Where we stand at the moment is that there is a duplicity about the RPW as it is practiced, a double standard. To exaggerate it somewhat, it could be that the Ruling Elders ( RE ) could clamp down on someone for singing Amazing Grace in church, because "If God does not command it, it is forbidden"; but for RE's and TE's a different rule applies, namely that as long as the WCF does not forbid it, it can stand right alongside God's commanded worship from the pulpit and defended from the offices. Not only has Presuppositionalism been raised to doctrinal level, but they are now preaching the Framework Hypothesis, and worse, Federal Vision. Where is the principle for them, that what God does not command is forbidden? And they represent the authority of Christ in worship. I am all in favour of the long road that EP-ers want to take, because it will, hopefully, establish a consistent RPW in the churches. 

That is why I said, Mark, that this is where we part ways. I am definitely not on the side of questioning the validity of the RPW. It is a principle applied to worship, not a command itself. I believe you are right that, applied this latter way, it is self-contradictory. And I believe you are right that EP grounded upon the RPW is self-constradictory too. But that in no way undermines a proper instituting under the rulership of the RE's jurisdiction of "good order"; nor does it at all touch a properly grounded EP.


----------



## Saiph (Oct 20, 2005)

> Eating ice cream apart from faith is sin, yet drinking beer or wine in faith is glorifying to God. Does this bother you? Then you are considering works, the fallen will is warring against heaven and Christ. And I want to be careful on the next one not to promote gross evil or laxity but to show forth how total faith in Christ alone saves while without Him NOTHING is acceptable and is indeed damnable. The Dali Lama who led a peaceful life and the cause for much human earthly good is in hell, king David who committed murder, adultery and lied (while being a true believer) is with Christ in heaven. If this bothers one, then one is stumbling over the Stumbling Stone, Christ Jesus and worshipping one"˜s own will.



Agreed.

So, bringing it back to the adiaphora, if we act in faith, do we have the freedom to worship God with musical instruments, worship music other than the Psalms, Dance, or even Drama ? ? So long as it is reverent, orderly, and directed to God.

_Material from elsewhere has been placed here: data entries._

PR #9019, opened 2022-12-28
Prevent DB escaping functions from affecting non-sql taints

mmcev106:
I found a developer who was using `mysql_escape_string()` to prevent Psalm from reporting non-sql taint types.  This PR aims to prevent any DB escape method from being misused in this way.  I'm happy to do anything a different way if you'd prefer.


orklah:
Thanks!

PR #9023, opened 2022-12-29
Fix never return union type wrong condition

kkmuffme:
Fix never return union type wrong condition

Related https://github.com/vimeo/psalm/pull/8624


orklah:
Thanks!

PR #9025, opened 2022-12-29
fixes return type issues of methods reported for the wrong file

### LINKED ISSUE #8457: InvalidReturnType are reported for stubs

kkmuffme:
fixes return type issues of methods reported for the wrong file

Fix #8457

See https://github.com/vimeo/psalm/pull/8503 which fixed this issue for functions

### DIFF
--- a/src/Psalm/Internal/Codebase/Methods.php
+++ b/src/Psalm/Internal/Codebase/Methods.php
@@ -920,6 +920,12 @@ class Methods
 
         $storage = $this->getStorage($method_id);
 
+        // if function exists in stubs and in analyzed code
+        // use the return type location of the analyzed code instead of the stubbed location
+        if ($storage->stubbed) {
+            return null;
+        }
+
         if (!$storage->return_type_location) {
             $overridden_method_ids = $this->getOverriddenMethodIds($method_id);
 


orklah:
Thanks!

Issue #8912, opened 2022-12-17
Psalter wants to add "@result never" in void methods


UlrichBoehm:
Running the following code with psalter (dry-run, all issues) leads to the suggestion to add a doc block with "(at)return never" which is wrong.
```
function checkForFoo(string $test): void
{
    if (str_contains($test, 'foo')) {
        throw new \Exception('No Foo here!');
    }
}
```
FYI @kkmuffme

UlrichBoehm:
It's reproducible as soon as you enable the setting "Force return types to be as tight as possible".
https://psalm.dev/r/40196637cc

Issue #8862, opened 2022-12-08
Incorrect inferred return type 'never'


jack-worman:
https://psalm.dev/r/4d5cfb806a

`void|never` is being incorrectly reduced to `never` instead of `void`.

weirdan:
Currently it's ef02ded - a couple of commits behind the HEAD of master.

weirdan:
@kkmuffme it requires (undocumented) `restrictReturnTypes="true"` attribute (`Force return types to be as tight as possible` on psalm.dev).

PR #9026, opened 2022-12-29
fix implicit return type

kkmuffme:
* fix implicit void return type errors https://psalm.dev/r/b0e397c14e (this issue existed since forever in psalm)
* fix void + never = null return type error https://psalm.dev/r/6f227ae9b9 (partially existed since forever, partially caused by https://github.com/vimeo/psalm/pull/8624)

Fix https://github.com/vimeo/psalm/issues/8912 
Fix https://github.com/vimeo/psalm/issues/8862

### DIFF
--- a/src/Psalm/Internal/Analyzer/FunctionLike/ReturnTypeAnalyzer.php
+++ b/src/Psalm/Internal/Analyzer/FunctionLike/ReturnTypeAnalyzer.php
@@ -215,7 +215,6 @@ class ReturnTypeAnalyzer
             return null;
         }
 
-
         if ($return_type
             && $return_type->isNever()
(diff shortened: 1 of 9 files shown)


orklah:
- About the first one, you can suppress that (please add a comment to say there's a bug here)
- For the Unit test 4, I don't agree this is an existing bug. The test works fine right now. The issue is that the option `allow_backwards_incompatible_changes` is to false, so Psalm should not risk changing signature type (the option does not exists on psalm.dev so it's probably why it makes the change in the sandbox)
- For the other test, you should be able to fix that by having a `return null;` in each method. It should make Psalm happy

orklah:
Thanks!

PR #9027, opened 2022-12-29
Assign TMixed when we find an irreconciliable assertion from docblock

orklah:
This is to keep consistency with things like https://github.com/vimeo/psalm/blob/0f4db694df248fdd2064b5f6e0be0d6cd4fbbebe/src/Psalm/Internal/Type/SimpleAssertionReconciler.php#L2314

When we get to a state where an assertion removed every possible type, we should return never only if the type was from a signature. Otherwise, it could be a wrong docblock (or a user checking an impossible type given the docblock)


orklah:
Can't be done, switch completion depend on getting never apparently

PR #9030, opened 2022-12-30
fix @psalm-scope-this not working with FQCN with leading backslash

kkmuffme:


orklah:
Can you add a test for that please?

orklah:
Thanks!

PR #9035, opened 2022-12-31
Fix iterator and exception callmaps

othercorey:
Did not change getInnerIterator() because I'm not sure if it will ever return null.


orklah:
Looks great! Seems like there's a few mismatch on delta callmap left to fix and it should be good to merge :)

othercorey:
> Looks great! Seems like there's a few mismatch on delta callmap left to fix and it should be good to merge :)

Always something with these changes.

orklah:
Thanks!

PR #9036, opened 2022-12-31
Fix 9034

### LINKED ISSUE #9034: Deprecation message breaks JSON output
https://github.com/psalm/codeception-psalm-module/actions/runs/3810538569/jobs/6482681536#step:10:283

```
Failed to parse output: Warning: "findUnusedCode" will be defaulted to "true" in Psalm 6. You should explicitly enable or disable this setting.
```

This has the potential to break tests for most of the plugins. The Codeception module used for testing redirects STDERR to STDOUT, so the JSON it then tries to read won't be valid.

/cc: @jack-worman

jack-worman:
Fixes #9034

### DIFF
--- a/UPGRADING.md
+++ b/UPGRADING.md
@@ -9,6 +9,8 @@
 
 - [BC] The `TDependentListKey` type was removed and replaced with an optional property of the `TIntRange` type.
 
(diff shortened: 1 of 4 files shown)


jack-worman:
Making a draft because @danog does not think this is the correct solution:
https://github.com/vimeo/psalm/issues/9034#issuecomment-1368224450

PR #9053, opened 2023-01-03
Fix `ReflectionFunctionAbstract::getExtensionName()` stub

kukulich:
https://3v4l.org/XaplB

I'm not able to find a situation when the extension name can be empty string.


orklah:
Thanks!

PR #9061, opened 2023-01-05
Make it more clear what do we test from Psalm output

lptn:
`tests/ProjectCheckerTest.php` test is too dependent from any changes in Psalm output. I believe that the main assertion is `$this->assertSame(0, IssueBuffer::getErrorCount());` and it perfectly works.

I propose instead of asserting for the full output to check some important substrings. This is not allow to catch some unintended output, but I believe this is now the responsibility of these existing tests.

This is first PR, in the [next one](https://github.com/vimeo/psalm/compare/master...lptn:psalm:cleaunup-unsupported-extentions-message?expand=1) I'm going to change Psalm output (cleanup `unsupported extensions` message from core and bundled extensions), so these changes will simplify my next PR

### DIFF
--- a/tests/ProjectCheckerTest.php
+++ b/tests/ProjectCheckerTest.php
@@ -38,13 +38,6 @@ class ProjectCheckerTest extends TestCase
 
     protected ProjectAnalyzer $project_analyzer;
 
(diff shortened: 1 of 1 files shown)


orklah:
Thanks!

PR #9063, opened 2023-01-05
Internal: use more specific types

lptn:
Use `non-empty-list<Union>` instead of `Union[]`

I'm working on updating psalm/laravel-plugin  and got some issues caused by Union[] `non-empty-list<Union>` instead of `Union[]`.


weirdan:
Thanks!

Issue #9065, opened 2023-01-06
False positive for missing BackedEnum::cases()


BenMorel:
Not sure why, but the following code fails both on `5.4.0` and on the latest commit, 8329309:

```php
<?php

interface FeatureFlagInterface extends BackedEnum
{
}

function test(FeatureFlagInterface $featureFlag): void
{
    $featureFlag::cases();
}
```

> ERROR: UndefinedMethod - src/test.php:9:5 - Method FeatureFlagInterface::cases does not exist (see https://psalm.dev/022)
    $featureFlag::cases();

Even though the Psalm website does not report any error, using the same commit:

https://psalm.dev/r/8e66ae9cd8

---

Reproduce:

```sh
mkdir -p bug/src && cd bug
cat > src/test.php <<'EOF'
<?php

interface FeatureFlagInterface extends BackedEnum
{
}

function test(FeatureFlagInterface $featureFlag): void
{
    $featureFlag::cases();
}
EOF
composer require vimeo/psalm:dev-master#8329309
vendor/bin/psalm --init src 1
vendor/bin/psalm
```

BenMorel:
Thanks for the fix! Do you know why `psalm.dev` did not report any issue, using the same commit?

PR #9067, opened 2023-01-06
fix `I::cases()` where `interface I extends BackedEnum`

weirdan:
Fixes vimeo/psalm#9065

Inheritance in stubs seems to be broken


orklah:
Thanks!

BenMorel:
Thank you!

PR #9072, opened 2023-01-06
Narrow down the return type of DOMXPath::query()

MidnightDesign:
See https://www.php.net/manual/en/domxpath.query.php#refsect1-domxpath.query-returnvalues


orklah:
Thanks!

PR #9084, opened 2023-01-08
Fix CallMap for Reflection(Union|Intersection)Type::getTypes()

### LINKED ISSUE #9079: Allow DNF types in ReflectionUnionType::getTypes()
Since [DNF types](https://wiki.php.net/rfc/dnf_types) have been introduced in PHP 8.2, types returned by `ReflectionUnionType::getTypes()` include `ReflectionIntersectionType` in addition to `ReflectionNamedType`:

https://3v4l.org/uOIBj

But Psalm is not aware of this:

```php
function test(): (iterable&Throwable)|null
{
    return null;
}

$r = new ReflectionFunction(test(...));
$type = $r->getReturnType();

if ($type instanceof ReflectionUnionType) {
    foreach ($type->getTypes() as $unionType) {
        if ($unionType instanceof ReflectionIntersectionType) {
            
        }
    }
}
```

https://psalm.dev/r/945e0213b2

> ERROR: [DocblockTypeContradiction](https://psalm.dev/155) - 13:13 - Cannot resolve types for $unionType - docblock-defined type ReflectionNamedType does not contain ReflectionIntersectionType

If you point me to how the CallMap hierarchy works (`CallMap.php` vs `CallMap_historical.php` vs `CallMap_82_delta.php`), I can handle it.

BenMorel:
Trying to fix #9079, I looked at stubs as advised in https://github.com/vimeo/psalm/issues/9079#issuecomment-1374617156:

> Reflection classes were added in stubs (which overrides callmap) recently, so you may need to dig into that instead

But the correct type was already there:

```php
    class ReflectionUnionType extends ReflectionType {
        /** @return non-empty-list<ReflectionNamedType|ReflectionIntersectionType> */
        public function getTypes(): array {}
    }
```

https://github.com/vimeo/psalm/blob/5.4.0/stubs/Php82.phpstub

So just in case, I tried to fix the CallMaps as well (this PR), but Psalm still reports the same false positive with the code in the original issue:

> docblock-defined type ReflectionNamedType does not contain ReflectionIntersectionType

Any idea?


orklah:
The issue seems to come from a wrong order when Psalm loads stubs. On my computer, the PHP80 stub is loaded last. We had a discussion about the way those stubs are loaded here: https://github.com/vimeo/psalm/pull/8722#discussion_r1027156087

I think we introduced (or revealed) an issue here.

Could you try to take a look at how those stubs are loaded to see if we can restore the correct order?

/cc @weirdan @Ocramius

PR #9085, opened 2023-01-08
Fix ReflectionClass::newInstanceArgs() with named parameters

### LINKED ISSUE #9077: ReflectionClass::newInstanceArgs() accepts associative arrays
Since PHP 8, `ReflectionClass::newInstanceArgs()` accepts an associative array of parameter names.

This code works (https://3v4l.org/L0kj4):

```php
class X {
    public function __construct(
        string $a,
        string $b,
    ) {
        echo "\$a = $a\n";
        echo "\$b = $b\n";
    }
}

$r = new ReflectionClass(X::class);
$r->newInstanceArgs([
    'b' => 1,
    'a' => 2,
]);
```

But Psalm fails with:

> ERROR: [InvalidArgument](https://psalm.dev/004) - 14:21 - Argument 1 of ReflectionClass::newInstanceArgs expects array<int, mixed>, but array{a: 2, b: 1} provided

https://psalm.dev/r/835445aea1

BenMorel:
Fixes #9077.

A couple questions:

- should the method be declared in `ReflectionObject` as well, or does it automatically inherit from `ReflectionClass`? (it was already declared twice)
- should CallMaps still be maintained, when the method is present in stubs? Shouldn't we remove these methods from CallMaps, and add a CI check to ensure that there are no conflicting definitions?


othercorey:
One benefit of keeping callmaps for methods defined in stubs, is it tell us if something changed in a future version. The annoying part is callmaps do not support inheritance.

othercorey:
@orklah Any issue with this one? Looks ok to me. I skipped this function to avoid any conflicts.

orklah:
Thanks @BenMorel ! Thanks @othercorey for the remainder!

PR #9088, opened 2023-01-09
Internal cleanup: Unify syntax for redis.phpstub

lptn:
A simple PR to unify syntax for stubs: only redis stub uses interface-like function/method sigratures, other stubs uses empty body


orklah:
Thanks!

PR #9089, opened 2023-01-09
Cleanup unsupported extensions message

lptn:
In this PR I'm trying to get rig of annoying "(unsupported extensions: ..." message. The issue is that some of extensions Psalm supports using CallMap/dictionaries,  some of them - using optional stubs that loaded only by condition, and some extensions are present in both sources (e.g. Redis).

I'm not sure we need to make the code more complex just for this `unsupported extensions` message, alternative solution can be just remove this message.


src/Psalm/Config.php
```diff
@@ -612,6 +612,73 @@ class Config
...
 
+    /**
+     * A list of php extensions described in CallMap Psalm files
+     * as opposite to stub files loaded by condition (see stubs/extensions dir).
+     * @see https://www.php.net/manual/en/extensions.membership.php
+     *
+     * @var list<non-empty-string>
+     * @readonly
+     */
+    public $php_extensions_supported_by_psalm_callmaps = [
```
lptn, line 623: probably not a full list, but a good start :)

orklah:
Seems good! Can you fix CS issues remaining?

lptn:
@orklah 
>Can you fix CS issues remaining?

done

orklah:
Still an issue in ProjectAnalyzer :)

lptn:
@orklah 
sorry, done (2)

orklah:
Thanks!

Issue #8951, opened 2022-12-19
Using a @var annotation on promoted property breaks with generic


alex-dev:
With `@var`: https://psalm.dev/r/88aad69808
With `@param`: https://psalm.dev/r/f4a2e8938a

klimick:
Issue fixed in #9092. It should be closed.

PR #9092, opened 2023-01-10
Handle template type on promoted property

vincent4vx:
See #8951 
This PR simply merge class templates with function ones to resolve docblock type.


orklah:
Thanks!

PR #9095, opened 2023-01-11
Additional test and fix when comparing nested templates

### LINKED ISSUE #9094: Incorrect inference of template definition using nested templates in function parameters
#8112, does not fix all type inference issues, in particular when nested templates are used to define function parameters, as illustrated in this case :
https://psalm.dev/r/0c33f892f1

emmanuelGuiton:
Fixes #9094


orklah:
Thanks!

Issue #8958, opened 2022-12-20
Deprecation: Psalm stubs for ext-apcu loaded using legacy way. 


michnovka:
I have lot of these warnings in my psalm output:

> Target PHP version: 8.2 (inferred from current PHP version) Extensions enabled: decimal (unsupported extensions: ctype, curl, gd, iconv, intl, json, mbstring)
> Scanning files...
> Deprecation: Psalm stubs for ext-apcu loaded using legacy way. Instead, please declare ext-apcu as dependency in composer.json or use <enableExtensions> directive in Psalm config.
> Deprecation: Psalm stubs for ext-random loaded using legacy way. Instead, please declare ext-random as dependency in composer.json or use <enableExtensions> directive in Psalm config.
> Deprecation: Psalm stubs for ext-redis loaded using legacy way. Instead, please declare ext-redis as dependency in composer.json or use <enableExtensions> directive in Psalm config.

My project does not use apcu, nor redis. It is not inside psalm.xml nor inside composer.json.

Why are these extensions even loaded?

orklah:
Those are extensions that are loaded in your current PHP installation (we retrieve those through [extension_loaded](https://www.php.net/manual/fr/function.extension-loaded.php): https://github.com/vimeo/psalm/blob/1c19260cddea29803cba2ef31c3a49189bcdeb0c/src/Psalm/Config.php#L2142

Historically, Psalm used to have every extension symbol automatically known. This was having weird effects when users declared those symbol but did not have that specific extension. We're changing things in order to have a better workflow here

We created separate stubs for extensions and we only load them when we detect an extension;
- Either because it is loaded at runtime
- Or because it is in composer.json
- Or because it is in psalm.xml

We wish to deprecate the first possibility, but for better migration, we're warning users that they will have to migrate extensions to one of the other possibility. If you don't wish to enable the extensions we warn about, just ignore the deprecation, we'll disable those when we finish the migration. Otherwise, please add them in composer or in config.

Ref: https://github.com/vimeo/psalm/pull/8885
(ping @lptn )

michnovka:
@orklah maybe we can introduce some psalm.xml config option to suppress these messages? I keep all my requirements correctly included in composer.json. Still, my PHP installation has maybe few extra extensions. But this does not mean I need to load their stubs for my project.

So while I get the reason for the warning, if a user sees it, they decide its OK, adding an option into psalm.xml to suppress them would be welcome. WDYT?

lptn:
[...]

PR #9099, opened 2023-01-12
Automatically load stubs for random ext on PHP 8.2

lptn:
This solves issues raised here: https://github.com/vimeo/psalm/issues/8958#issuecomment-1377604449


orklah:
Thanks!

Issue #9070, opened 2023-01-06
Getting `InvalidDocblock` when using the `non-negative-int` scalar type on a class with namespace


eopnetto:
I'm trying to validate that the index of an array is a non-negative integer, which works fine in the example below:
https://psalm.dev/r/9113171040

However, I'm getting an `InvalidDocblock` error when using `non-negative-int` on a class with a namespace:
https://psalm.dev/r/21478194fc

```php
namespace App;

class Entity {
    /**
    * @psalm-var array<non-negative-int, string>
    */
    private $actions = [];
    
    public function __construct() {
        $this->actions[-1]= 'test'; // I would expect an `InvalidPropertyAssignmentValue` error here, but I get an `InvalidDocblock` instead
    }
}
```

Note: it works if add a backslash before: `\non-negative-int`
https://psalm.dev/r/33769b88c8

I'm assuming this is a bug, right?! Or is it the expected behavior?

orklah:
I answered here:
https://github.com/vimeo/psalm/issues/9069#issuecomment-1374305274

There's a few keywords missing, are you up for a PR? :)

PR #9107, opened 2023-01-13
Add missing `int-range` aliases into the list of psalm reserved words

eopnetto:
This PR fixes the the issue raised on https://github.com/vimeo/psalm/issues/9070.

After these changes, it should be possible to use the `non-negative-int`, `negative-int` and `non-positive-int` scalar types in classes with a namespace.


orklah:
Thanks!

eopnetto:
closes https://github.com/vimeo/psalm/issues/9070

Seems to me the answer is YES. Even according to this:



> "The whole counsel of God, concerning all things necessary for his own glory, man´s salvation, faith, and life, is either *expressly set down in scripture*, or *by good and necessary consequence may be deduced from scripture: unto which nothing at any time is to be added, whether by new revelations of the Spirit, or traditions of men.* Nevertheless, we acknowledge the inward illumination of the Spirit of God to be necessary for the saving understanding of such things as are revealed in the word; and that *there are some circumstances concerning the worship of God, and government of the Church, common to human actions and societies, which are to be ordered by the light of nature and Christian prudence, according to the general rules of the word, which are always to be observed." *
> 
> Westminster Confession (I:VI):


----------



## Larry Hughes (Oct 20, 2005)

Randy,

I agree concerning Christian liberty. Men are called differently and the point of Christian liberty is that we do not have to differentiate among good works (not evil ones) saying X is a really "good work" while Y is ok but not really a "good work". That's part of the joy and freedom. 

For God respects only Christ's works not men's. If I, for example, try to say "my calling" is what "YOU" should be doing, implication being that my calling is a better work in God's eyes and yours is not - then I evidence not being in the faith and a respector of works toward God. 

We see this a lot with people in the formal ministry versus the laity and a lot of ill feeling is built up because of it. Funny though how these type of ministers (I'm speaking of a particular ilke of modern minister that is more like a Roman priest or monk in reality) enjoy the good things of this life that the Christian laity labor to produce, cars, fuel, energy, homes, food, clothing, medicine and etc... 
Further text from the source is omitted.